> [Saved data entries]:
____
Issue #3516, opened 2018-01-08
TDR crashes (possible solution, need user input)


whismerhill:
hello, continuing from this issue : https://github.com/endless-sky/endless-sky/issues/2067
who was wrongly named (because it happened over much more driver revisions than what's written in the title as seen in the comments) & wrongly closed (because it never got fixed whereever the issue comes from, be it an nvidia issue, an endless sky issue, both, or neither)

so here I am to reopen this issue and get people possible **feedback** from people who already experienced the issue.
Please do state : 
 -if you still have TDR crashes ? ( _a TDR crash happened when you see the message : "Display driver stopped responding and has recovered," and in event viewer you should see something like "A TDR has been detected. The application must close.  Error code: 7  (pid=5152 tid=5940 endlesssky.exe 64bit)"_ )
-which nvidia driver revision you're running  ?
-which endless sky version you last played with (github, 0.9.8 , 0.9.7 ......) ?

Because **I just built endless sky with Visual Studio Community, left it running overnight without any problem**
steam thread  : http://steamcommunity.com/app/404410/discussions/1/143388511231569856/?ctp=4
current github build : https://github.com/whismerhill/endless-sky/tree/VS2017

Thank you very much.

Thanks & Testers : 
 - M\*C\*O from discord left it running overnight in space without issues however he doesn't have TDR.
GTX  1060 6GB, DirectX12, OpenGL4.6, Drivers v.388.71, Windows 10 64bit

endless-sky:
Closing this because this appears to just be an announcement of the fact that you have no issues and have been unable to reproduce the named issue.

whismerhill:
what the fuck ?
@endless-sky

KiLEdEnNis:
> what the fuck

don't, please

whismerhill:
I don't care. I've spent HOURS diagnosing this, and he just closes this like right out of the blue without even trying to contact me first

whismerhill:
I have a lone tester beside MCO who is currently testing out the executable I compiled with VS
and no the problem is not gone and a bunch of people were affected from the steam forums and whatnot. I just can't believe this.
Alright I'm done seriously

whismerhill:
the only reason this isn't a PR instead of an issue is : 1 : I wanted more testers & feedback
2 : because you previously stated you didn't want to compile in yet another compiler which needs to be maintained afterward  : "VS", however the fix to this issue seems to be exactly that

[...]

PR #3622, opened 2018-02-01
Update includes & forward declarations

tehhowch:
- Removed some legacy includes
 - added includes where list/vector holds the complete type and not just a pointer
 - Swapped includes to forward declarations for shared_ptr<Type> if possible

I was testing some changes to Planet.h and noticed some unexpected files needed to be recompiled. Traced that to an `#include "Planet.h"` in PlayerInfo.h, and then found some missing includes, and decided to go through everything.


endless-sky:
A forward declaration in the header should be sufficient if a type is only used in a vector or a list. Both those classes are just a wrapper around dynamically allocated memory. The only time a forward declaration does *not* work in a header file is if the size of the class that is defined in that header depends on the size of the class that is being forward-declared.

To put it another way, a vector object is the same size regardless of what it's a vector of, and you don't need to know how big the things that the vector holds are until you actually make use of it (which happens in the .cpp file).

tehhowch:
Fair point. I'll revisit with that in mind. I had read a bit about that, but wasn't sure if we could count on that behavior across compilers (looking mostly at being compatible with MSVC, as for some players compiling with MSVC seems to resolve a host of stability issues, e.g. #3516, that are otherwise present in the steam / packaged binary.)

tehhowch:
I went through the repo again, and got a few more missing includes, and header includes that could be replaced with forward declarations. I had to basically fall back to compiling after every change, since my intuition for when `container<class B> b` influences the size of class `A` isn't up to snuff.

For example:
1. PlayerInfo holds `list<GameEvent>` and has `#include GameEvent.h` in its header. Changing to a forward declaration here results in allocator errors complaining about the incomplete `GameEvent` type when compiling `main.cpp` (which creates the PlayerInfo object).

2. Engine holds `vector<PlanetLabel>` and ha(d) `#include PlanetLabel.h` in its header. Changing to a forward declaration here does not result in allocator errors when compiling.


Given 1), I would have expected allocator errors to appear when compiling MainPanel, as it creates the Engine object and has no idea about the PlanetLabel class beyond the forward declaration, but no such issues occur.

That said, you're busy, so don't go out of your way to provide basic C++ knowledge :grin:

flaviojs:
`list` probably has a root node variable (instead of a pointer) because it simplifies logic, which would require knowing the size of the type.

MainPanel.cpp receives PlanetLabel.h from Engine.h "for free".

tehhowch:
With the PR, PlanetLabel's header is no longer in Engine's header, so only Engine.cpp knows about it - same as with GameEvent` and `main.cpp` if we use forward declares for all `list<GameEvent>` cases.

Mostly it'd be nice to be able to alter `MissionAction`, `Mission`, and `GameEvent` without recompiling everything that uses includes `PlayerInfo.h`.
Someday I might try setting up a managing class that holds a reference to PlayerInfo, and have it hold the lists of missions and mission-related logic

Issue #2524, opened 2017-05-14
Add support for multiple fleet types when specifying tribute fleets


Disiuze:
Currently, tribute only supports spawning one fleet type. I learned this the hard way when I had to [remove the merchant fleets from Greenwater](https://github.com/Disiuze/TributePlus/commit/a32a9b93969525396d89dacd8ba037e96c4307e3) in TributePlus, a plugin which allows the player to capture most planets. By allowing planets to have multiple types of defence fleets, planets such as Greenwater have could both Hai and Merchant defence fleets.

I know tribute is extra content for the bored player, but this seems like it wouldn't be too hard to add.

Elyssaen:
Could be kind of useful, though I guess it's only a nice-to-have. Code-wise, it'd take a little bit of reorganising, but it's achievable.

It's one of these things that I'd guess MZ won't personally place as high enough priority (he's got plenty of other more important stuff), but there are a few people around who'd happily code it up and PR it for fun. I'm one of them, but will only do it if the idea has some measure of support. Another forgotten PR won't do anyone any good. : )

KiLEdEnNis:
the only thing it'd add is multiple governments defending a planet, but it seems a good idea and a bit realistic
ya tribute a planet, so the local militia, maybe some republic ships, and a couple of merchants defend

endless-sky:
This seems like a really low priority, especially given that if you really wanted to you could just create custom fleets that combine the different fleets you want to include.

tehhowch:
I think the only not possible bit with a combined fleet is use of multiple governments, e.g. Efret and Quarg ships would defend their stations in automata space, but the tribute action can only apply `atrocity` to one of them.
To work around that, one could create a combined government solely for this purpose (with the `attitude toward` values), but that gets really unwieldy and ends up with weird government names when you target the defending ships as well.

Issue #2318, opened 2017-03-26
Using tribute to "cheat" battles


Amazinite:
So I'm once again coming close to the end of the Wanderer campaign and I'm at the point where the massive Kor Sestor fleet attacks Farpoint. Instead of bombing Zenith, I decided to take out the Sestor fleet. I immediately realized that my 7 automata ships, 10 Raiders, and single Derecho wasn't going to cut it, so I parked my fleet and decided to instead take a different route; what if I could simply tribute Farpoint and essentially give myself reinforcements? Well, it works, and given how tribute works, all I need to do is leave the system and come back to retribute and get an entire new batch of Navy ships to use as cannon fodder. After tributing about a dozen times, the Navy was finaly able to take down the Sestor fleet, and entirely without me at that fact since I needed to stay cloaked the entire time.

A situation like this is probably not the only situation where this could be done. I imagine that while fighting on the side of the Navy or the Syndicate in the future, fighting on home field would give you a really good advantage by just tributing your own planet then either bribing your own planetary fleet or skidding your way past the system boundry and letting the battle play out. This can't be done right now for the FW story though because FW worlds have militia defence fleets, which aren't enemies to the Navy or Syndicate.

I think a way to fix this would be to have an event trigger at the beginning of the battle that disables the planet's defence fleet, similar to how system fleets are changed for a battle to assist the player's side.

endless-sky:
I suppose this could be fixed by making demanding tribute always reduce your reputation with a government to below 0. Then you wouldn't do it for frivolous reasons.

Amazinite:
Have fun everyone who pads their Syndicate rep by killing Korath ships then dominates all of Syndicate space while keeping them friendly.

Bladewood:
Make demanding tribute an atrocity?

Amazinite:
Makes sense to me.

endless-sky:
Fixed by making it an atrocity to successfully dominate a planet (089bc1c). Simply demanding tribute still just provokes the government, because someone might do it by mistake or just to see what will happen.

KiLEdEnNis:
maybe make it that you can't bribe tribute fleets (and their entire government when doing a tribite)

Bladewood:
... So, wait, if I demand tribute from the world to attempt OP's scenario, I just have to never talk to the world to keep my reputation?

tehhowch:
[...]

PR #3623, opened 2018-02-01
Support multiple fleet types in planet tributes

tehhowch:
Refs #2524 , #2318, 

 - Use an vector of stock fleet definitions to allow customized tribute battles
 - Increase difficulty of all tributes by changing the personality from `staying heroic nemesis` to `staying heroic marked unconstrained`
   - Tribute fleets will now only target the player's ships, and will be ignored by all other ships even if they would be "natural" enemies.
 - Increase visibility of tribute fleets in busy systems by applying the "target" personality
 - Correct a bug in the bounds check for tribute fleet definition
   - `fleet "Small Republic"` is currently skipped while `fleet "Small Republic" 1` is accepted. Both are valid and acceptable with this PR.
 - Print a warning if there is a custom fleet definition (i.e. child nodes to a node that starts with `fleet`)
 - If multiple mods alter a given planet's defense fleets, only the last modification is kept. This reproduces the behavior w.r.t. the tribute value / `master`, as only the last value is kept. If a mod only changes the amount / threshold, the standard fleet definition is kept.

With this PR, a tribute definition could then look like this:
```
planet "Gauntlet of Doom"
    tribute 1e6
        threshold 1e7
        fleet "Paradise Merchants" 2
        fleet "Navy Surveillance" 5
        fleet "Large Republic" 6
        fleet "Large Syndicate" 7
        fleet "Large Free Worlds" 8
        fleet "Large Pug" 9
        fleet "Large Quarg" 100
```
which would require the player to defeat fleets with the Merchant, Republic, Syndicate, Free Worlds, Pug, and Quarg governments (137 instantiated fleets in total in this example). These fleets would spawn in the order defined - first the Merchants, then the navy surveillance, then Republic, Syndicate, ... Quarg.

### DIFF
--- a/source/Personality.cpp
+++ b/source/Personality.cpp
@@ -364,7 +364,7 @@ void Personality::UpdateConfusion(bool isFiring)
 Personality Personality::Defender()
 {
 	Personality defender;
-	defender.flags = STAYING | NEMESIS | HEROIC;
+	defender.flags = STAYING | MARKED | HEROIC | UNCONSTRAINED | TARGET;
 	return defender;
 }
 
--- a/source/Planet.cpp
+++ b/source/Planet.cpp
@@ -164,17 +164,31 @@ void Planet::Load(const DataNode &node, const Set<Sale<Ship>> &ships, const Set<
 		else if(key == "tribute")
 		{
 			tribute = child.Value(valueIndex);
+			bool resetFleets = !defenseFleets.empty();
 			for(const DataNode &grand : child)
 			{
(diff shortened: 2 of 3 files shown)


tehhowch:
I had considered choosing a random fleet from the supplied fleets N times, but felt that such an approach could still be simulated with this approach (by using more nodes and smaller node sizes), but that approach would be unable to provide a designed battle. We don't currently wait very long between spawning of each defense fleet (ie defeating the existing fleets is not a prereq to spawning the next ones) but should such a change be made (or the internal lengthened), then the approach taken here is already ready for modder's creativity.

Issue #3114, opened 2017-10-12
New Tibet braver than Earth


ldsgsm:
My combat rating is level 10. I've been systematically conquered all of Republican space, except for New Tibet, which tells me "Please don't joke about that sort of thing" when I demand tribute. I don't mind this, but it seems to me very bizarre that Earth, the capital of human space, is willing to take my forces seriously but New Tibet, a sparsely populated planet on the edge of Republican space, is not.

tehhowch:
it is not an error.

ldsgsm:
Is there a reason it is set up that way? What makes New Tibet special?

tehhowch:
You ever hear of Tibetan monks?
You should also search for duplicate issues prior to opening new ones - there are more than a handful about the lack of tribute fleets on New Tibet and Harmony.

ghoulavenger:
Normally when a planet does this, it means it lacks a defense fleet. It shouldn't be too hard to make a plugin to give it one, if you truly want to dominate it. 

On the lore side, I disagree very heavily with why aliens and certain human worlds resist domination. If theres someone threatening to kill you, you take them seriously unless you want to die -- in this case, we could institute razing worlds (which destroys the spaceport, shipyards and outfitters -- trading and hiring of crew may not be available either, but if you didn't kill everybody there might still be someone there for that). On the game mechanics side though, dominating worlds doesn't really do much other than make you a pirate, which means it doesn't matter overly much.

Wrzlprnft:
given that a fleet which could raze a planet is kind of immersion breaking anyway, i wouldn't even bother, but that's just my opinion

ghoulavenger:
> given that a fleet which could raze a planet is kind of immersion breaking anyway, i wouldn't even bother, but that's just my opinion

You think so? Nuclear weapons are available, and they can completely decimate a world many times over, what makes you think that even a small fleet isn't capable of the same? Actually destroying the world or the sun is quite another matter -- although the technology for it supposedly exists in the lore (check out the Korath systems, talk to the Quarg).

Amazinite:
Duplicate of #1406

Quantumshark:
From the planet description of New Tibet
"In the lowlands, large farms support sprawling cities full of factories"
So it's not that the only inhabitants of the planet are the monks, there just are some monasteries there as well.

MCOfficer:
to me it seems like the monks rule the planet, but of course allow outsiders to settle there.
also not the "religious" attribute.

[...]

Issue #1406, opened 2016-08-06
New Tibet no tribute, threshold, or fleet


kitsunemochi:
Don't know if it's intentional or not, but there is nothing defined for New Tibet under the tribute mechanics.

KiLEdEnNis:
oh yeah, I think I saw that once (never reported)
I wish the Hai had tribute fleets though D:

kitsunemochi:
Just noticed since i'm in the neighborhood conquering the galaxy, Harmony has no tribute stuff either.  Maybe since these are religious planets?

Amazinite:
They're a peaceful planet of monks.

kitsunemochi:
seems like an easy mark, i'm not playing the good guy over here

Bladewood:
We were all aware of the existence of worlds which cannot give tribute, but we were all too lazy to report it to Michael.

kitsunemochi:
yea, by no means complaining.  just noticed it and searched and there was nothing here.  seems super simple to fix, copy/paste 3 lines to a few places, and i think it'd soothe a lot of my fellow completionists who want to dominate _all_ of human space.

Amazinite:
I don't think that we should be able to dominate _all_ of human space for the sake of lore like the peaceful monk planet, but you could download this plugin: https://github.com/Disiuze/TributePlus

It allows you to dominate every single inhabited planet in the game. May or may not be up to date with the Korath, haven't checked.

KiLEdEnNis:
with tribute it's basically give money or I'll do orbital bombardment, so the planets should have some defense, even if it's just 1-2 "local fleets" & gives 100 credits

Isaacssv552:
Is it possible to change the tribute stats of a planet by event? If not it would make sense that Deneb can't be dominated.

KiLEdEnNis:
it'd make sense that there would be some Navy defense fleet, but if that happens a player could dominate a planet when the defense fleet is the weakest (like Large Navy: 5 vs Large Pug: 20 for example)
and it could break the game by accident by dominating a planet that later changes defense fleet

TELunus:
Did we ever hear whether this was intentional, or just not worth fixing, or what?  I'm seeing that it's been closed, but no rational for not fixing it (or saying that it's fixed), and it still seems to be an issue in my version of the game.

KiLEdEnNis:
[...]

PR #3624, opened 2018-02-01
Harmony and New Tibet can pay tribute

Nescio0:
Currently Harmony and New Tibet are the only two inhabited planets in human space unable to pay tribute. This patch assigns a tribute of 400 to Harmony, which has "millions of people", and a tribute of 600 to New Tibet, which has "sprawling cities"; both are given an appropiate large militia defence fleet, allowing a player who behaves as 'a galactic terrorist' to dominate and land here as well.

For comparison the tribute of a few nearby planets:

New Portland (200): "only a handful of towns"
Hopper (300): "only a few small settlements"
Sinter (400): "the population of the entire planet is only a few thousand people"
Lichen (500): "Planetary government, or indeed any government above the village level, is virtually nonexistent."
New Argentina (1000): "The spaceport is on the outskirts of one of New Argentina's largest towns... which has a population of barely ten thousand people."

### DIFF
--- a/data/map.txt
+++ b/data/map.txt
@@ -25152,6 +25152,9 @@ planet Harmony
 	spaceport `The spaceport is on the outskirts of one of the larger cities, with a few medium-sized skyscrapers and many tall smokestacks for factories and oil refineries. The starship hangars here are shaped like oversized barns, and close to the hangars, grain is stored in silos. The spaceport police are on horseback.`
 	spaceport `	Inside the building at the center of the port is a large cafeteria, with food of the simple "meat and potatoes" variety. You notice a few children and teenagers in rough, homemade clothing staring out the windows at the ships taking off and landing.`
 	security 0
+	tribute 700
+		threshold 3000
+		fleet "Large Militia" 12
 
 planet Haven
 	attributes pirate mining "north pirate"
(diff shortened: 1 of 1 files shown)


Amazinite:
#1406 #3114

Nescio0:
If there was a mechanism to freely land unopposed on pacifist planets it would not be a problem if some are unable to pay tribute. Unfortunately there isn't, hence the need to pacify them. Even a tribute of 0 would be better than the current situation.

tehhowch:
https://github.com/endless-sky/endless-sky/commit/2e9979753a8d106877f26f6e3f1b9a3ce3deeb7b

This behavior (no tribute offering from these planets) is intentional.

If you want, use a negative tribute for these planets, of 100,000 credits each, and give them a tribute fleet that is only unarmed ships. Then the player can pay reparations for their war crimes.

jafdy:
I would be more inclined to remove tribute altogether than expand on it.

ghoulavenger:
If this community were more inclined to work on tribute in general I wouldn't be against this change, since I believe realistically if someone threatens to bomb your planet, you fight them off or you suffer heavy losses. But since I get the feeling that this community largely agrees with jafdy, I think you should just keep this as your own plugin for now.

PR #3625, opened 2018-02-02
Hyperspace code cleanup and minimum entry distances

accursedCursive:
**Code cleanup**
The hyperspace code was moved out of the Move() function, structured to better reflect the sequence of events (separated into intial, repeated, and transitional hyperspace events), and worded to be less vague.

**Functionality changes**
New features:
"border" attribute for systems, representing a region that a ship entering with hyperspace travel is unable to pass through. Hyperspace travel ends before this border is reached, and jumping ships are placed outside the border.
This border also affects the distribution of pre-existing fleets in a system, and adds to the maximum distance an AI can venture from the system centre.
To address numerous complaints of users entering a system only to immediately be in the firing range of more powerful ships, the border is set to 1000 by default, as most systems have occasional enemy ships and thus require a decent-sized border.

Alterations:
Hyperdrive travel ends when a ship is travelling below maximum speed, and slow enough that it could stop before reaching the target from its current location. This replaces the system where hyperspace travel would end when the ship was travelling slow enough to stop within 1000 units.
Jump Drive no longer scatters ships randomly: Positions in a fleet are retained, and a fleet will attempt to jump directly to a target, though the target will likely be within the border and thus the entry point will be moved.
____
> [Work request]:
Please return the lines above that run from the line containing "Is it possible" to the line containing "-25152,6 +25152,9 @@ planet Harmony", inclusive, exactly and with no other lines.

> [Response box]:
Is it possible to change the tribute stats of a planet by event? If not it would make sense that Deneb can't be dominated.

KiLEdEnNis:
it'd make sense that there would be some Navy defense fleet, but if that happens a player could dominate a planet when the defense fleet is the weakest (like Large Navy: 5 vs Large Pug: 20 for example)
and it could break the game by accident by dominating a planet that later changes defense fleet

TELunus:
Did we ever hear whether this was intentional, or just not worth fixing, or what?  I'm seeing that it's been closed, but no rational for not fixing it (or saying that it's fixed), and it still seems to be an issue in my version of the game.

KiLEdEnNis:
[...]

PR #3624, opened 2018-02-01
Harmony and New Tibet can pay tribute

Nescio0:
Currently Harmony and New Tibet are the only two inhabited planets in human space unable to pay tribute. This patch assigns a tribute of 400 to Harmony, which has "millions of people", and a tribute of 600 to New Tibet, which has "sprawling cities"; both are given an appropiate large militia defence fleet, allowing a player who behaves as 'a galactic terrorist' to dominate and land here as well.

For comparison the tribute of a few nearby planets:

New Portland (200): "only a handful of towns"
Hopper (300): "only a few small settlements"
Sinter (400): "the population of the entire planet is only a few thousand people"
Lichen (500): "Planetary government, or indeed any government above the village level, is virtually nonexistent."
New Argentina (1000): "The spaceport is on the outskirts of one of New Argentina's largest towns... which has a population of barely ten thousand people."

### DIFF
--- a/data/map.txt
+++ b/data/map.txt
@@ -25152,6 +25152,9 @@ planet Harmony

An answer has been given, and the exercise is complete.